WHAT IS REQUIRED — Whenever a line in the data holds the string "OpinionSite", pull that line out.

--------------------------------------------------

PR #285, opened 2020-02-26
283 text parsing

flooie:
Add text parsing NOOP to OpinionSite and enable Tax Court specific extraction of citations

### DIFF
--- a/juriscraper/opinions/united_states/federal_special/tax.py
+++ b/juriscraper/opinions/united_states/federal_special/tax.py
@@ -158,13 +158,9 @@ class Site(OpinionSite):
         :return: dictionary of citations, reporter, volume and page
         """
         metadata = {
-                    "Citation": {
-                        "type": "SPECIALTY"
-                    },
-                    "OpinionCluster": {
-                        "precedential_status": ""
-                        }
-                    }
+            "Citation": {"type": "SPECIALTY"},
+            "OpinionCluster": {"precedential_status": ""},
+        }
 
         tax_court_reports_regex = re.compile(
             r"""
--- a/juriscraper/opinions/united_states/federal_special/tax.py
+++ b/juriscraper/opinions/united_states/federal_special/tax.py
@@ -6,6 +6,7 @@
 # Neutral Citation Format (Summary opinions: T.C. Summary Opinion 2012-1
 
 import os
+import re
 from datetime import date, datetime, timedelta
 
 from dateutil.rrule import WEEKLY, rrule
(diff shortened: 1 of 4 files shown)


juriscraper/opinions/united_states/federal_special/tax.py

--------------------------------------------------

WRITTEN SOLUTION —
Add text parsing NOOP to OpinionSite and enable Tax Court specific extraction of citations
@@ -158,13 +158,9 @@ class Site(OpinionSite):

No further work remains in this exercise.